WHAT YOU ARE ASKED TO DO: Search the entries below for "created". Report each line where it occurs.

Entries taken from a collection
::::::
PR #719, opened 2026-04-21
cleaner stack too deep fix

MathisGD:


QGarchery (approved):
let's fix the sizes issue in the base PR

PR #720, opened 2026-04-21
Remove problematic jq

QGarchery:
Which would allow to run the Certora CI again:
Screenshot 2026-04-21 at 17 43 53

### DIFF
--- a/.github/workflows/certora.yml
+++ b/.github/workflows/certora.yml
@@ -34,9 +34,6 @@ jobs:
           distribution: temurin
           java-version: "21"
 
-      - name: Install Jq
-        uses: sergeysova/jq-action@a3f0d4ff59cc1dddf023fc0b325dd75b10deec58 # v2
-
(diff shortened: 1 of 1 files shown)


.github/workflows/certora.yml
MathisGD, line 41: this will break right?

QGarchery: this action was useless, which is proven because the line `echo "confs=$(ls certora/confs/*.conf | xargs -I{} basename {} .conf | jq -nRc '[inputs]')" >> "$GITHUB_OUTPUT"` uses `jq` and was earlier in the job

peyha: ubuntu latest contains jq natively cf [this](https://github.com/actions/runner-images/blob/main/images/ubuntu/Ubuntu2404-Readme.md)

peyha (approved):

MathisGD (approved):

PR #721, opened 2026-04-22
bundler: remove useless average checks

MathisGD:


peyha (approved):
LGTM, though `error SellerAssetsBelowMin` is not tested but it's not critical

QGarchery (approved):

PR #722, opened 2026-04-22
Refactor: use obligation id everywhere (even in Offer) instead of Obligation struct

peyha:
Probably requires a lot more work on the router side

TODO:
- [ ] adapt Certora files


src/Midnight.sol
```diff
@@ -731,10 +727,8 @@ contract Midnight is IMidnight {
 
     /// @dev Slashes the position and accrues the continuous fee.
     /// @dev Returns the new credit, new pending fee, and accrued fee after having updated the position.
-    function updatePosition(Obligation memory obligation, address user) external returns (uint128, uint128, uint128) {
-        bytes32 id = toId(obligation);
-        require(obligationState[id].created, ObligationNotCreated());
```
QGarchery, line 798: We should still check that the obligation is created, the new `updatePosition(bytes32, address)` function doesn't do it anymore

src/Midnight.sol
```diff
@@ -537,12 +529,6 @@ contract Midnight is IMidnight {
             bitmap = bitmap.clearBit(i);
         }
 
-        require(
-            originalDebt > 0 && !liquidationLocked(id, borrower)
-                && (block.timestamp > obligation.maturity || originalDebt > maxDebt),
-            NotLiquidatable()
-        );
```
QGarchery, line 601: We can keep it at the same place

src/Midnight.sol
QGarchery, line 1: I suspect it will be a pain to do adapt the CVL...

src/Midnight.sol
peyha: should have mentioned it but I moved this block to fix a stack too deep issue (it was only way i found to not have to implement additional structs)

src/Midnight.sol
peyha: agreed, that's why i didn't touch anything. But at this stage the PR is just a PoC

src/interfaces/IMidnight.sol
QGarchery, line 1: Additional motivation in [this thread](https://github.com/morpho-org/midnight/pull/715#discussion_r3118108074)

MathisGD:
abandoned, because doable on top (bundler level)

PR #724, opened 2026-04-22
bundler: pre-fee target

MathisGD:


MathisGD:
decided to go for this over #725 because it's not really more complex (only the inverse, but this is known stuff), and it's much simpler for people

MathisGD:
will fix directly in #717

PR #729, opened 2026-04-23
bundler: worst marginal price check

MathisGD:
- add a worst marginal price check, to be used as a sanity protection against router issues

https://morpholabs.slack.com/archives/C08A40KKN9W/p1776933228250279?thread_ts=1776931757.491219&cid=C08A40KKN9W


MathisGD:
discussed with router and front-end team, it's not needed

PR #730, opened 2026-04-23
bundler: supply/withdraw collat different obligations

MathisGD:
- buyerAssetsTarget and sellerAssetsTarget can be used with different obligations, so we need to be able to deposit/withdraw in different obligations.
- did it across all functions


src/periphery/TakeBundler.sol
peyha:
```suggestion
    /// @dev Assumes offers are all share the same obligation loan token.
```

MathisGD: actually it should be merged after #717

MathisGD:
it's broken, one cannot know in advance the amount that they will take in each obligation, so the all collateral management system would need to be rethought (see #793)

PR #732, opened 2026-04-24
Multi token flashloan

peyha:
not sure about the certora modifications


src/interfaces/IMidnight.sol
```diff
@@ -147,7 +147,7 @@ interface IMidnight {
     function setConsumed(bytes32 group, uint256 amount, address onBehalf) external;
     function shuffleSession(address onBehalf) external;
     function setIsAuthorized(address onBehalf, address authorized, bool newIsAuthorized) external;
-    function flashLoan(address token, uint256 assets, address callback, bytes calldata data) external;
+    function flashLoan(address[] calldata tokens, uint256[] calldata assets, address callback, bytes calldata data) external;
```
QGarchery:
```suggestion
    function flashLoan(address[] memory tokens, uint256[] memory assets, address callback, bytes calldata data) external;
```
it should do the same thing, this is essentially a convention that comes from things like [this](https://morpholabs.slack.com/archives/C02N7CSP91C/p1672161566913349)

src/Midnight.sol
```diff
@@ -660,14 +660,21 @@ contract Midnight is IMidnight {
         emit EventsLib.SetIsAuthorized(msg.sender, onBehalf, authorized, newIsAuthorized);
     }
 
-    function flashLoan(address token, uint256 assets, address callback, bytes calldata data) external {
-        emit EventsLib.FlashLoan(msg.sender, token, assets, callback);
-        SafeTransferLib.safeTransfer(token, callback, assets);
+    function flashLoan(address[] calldata tokens, uint256[] calldata assets, address callback, bytes calldata data)
```
QGarchery, line 663: Another option is to have a struct `FlashLoan` that has a field `token` and a field `assets`, and do:
```suggestion
    function flashLoan(FlashLoan[] calldata flashLoans, address callback, bytes calldata data)
```
No strong opinion, but then we wouldn't need to check `tokens.length == assets.length` and also it would be slightly more aligned with `multicall` and the `TakeBundler` function that have a `Take[]` parameter

QGarchery (approved):

MathisGD (approved):

src/interfaces/IMidnight.sol
adhusson: related https://morpholabs.slack.com/archives/C08A40KKN9W/p1747224968688519

any interface location can be paired with any implementation location

src/Midnight.sol
adhusson, line 1: Noting that this change is +353 bytes

adhusson (approved):

src/interfaces/IMidnight.sol
QGarchery: It would be nice to keep this convention then: very easy to check that in interfaces we always have `memory`, as this doesn't require to look at the implementation, and no risk to convey a false message ("ah this is calldata, so I can't call it with memory")

peyha: note that we also use calldata for dynamic args in `liquidate`, `repay` and `multicall` so not sure about this.
I don't see any strong argument to choose one or the other except consistency

peyha: actually, i think calldata is better for `tokens` and `amounts` because these arrays are only read element by element so solidity has no need to copy the whole array into memory

src/Midnight.sol
peyha: Slightly leaning toward keeping the current version because using custom struct would add unnecessary overhead (converting, understanding the struct). Also both balancer and aave v4 use an array of token and an array of amount in their flashloan functions

src/interfaces/IMidnight.sol
QGarchery: Yes the point is consistency

> actually, i think calldata is better for tokens and amounts because these arrays are only read element by element so solidity has no need to copy the whole array into memory

It doesn't change what is called, both do the same thing in the interface (not the same story in the implementation). See the thread linked above

MathisGD: let's apply this change

src/Midnight.sol
MathisGD: prefer double array too

src/interfaces/IMidnight.sol
peyha: shouldn't we apply it in another PR not linked to this one as it touches to other functions ?

MathisGD (approved):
::::::
WRITTEN RESPONSE:
-        require(obligationState[id].created, ObligationNotCreated());
QGarchery, line 798: We should still check that the obligation is created, the new `updatePosition(bytes32, address)` function doesn't do it anymore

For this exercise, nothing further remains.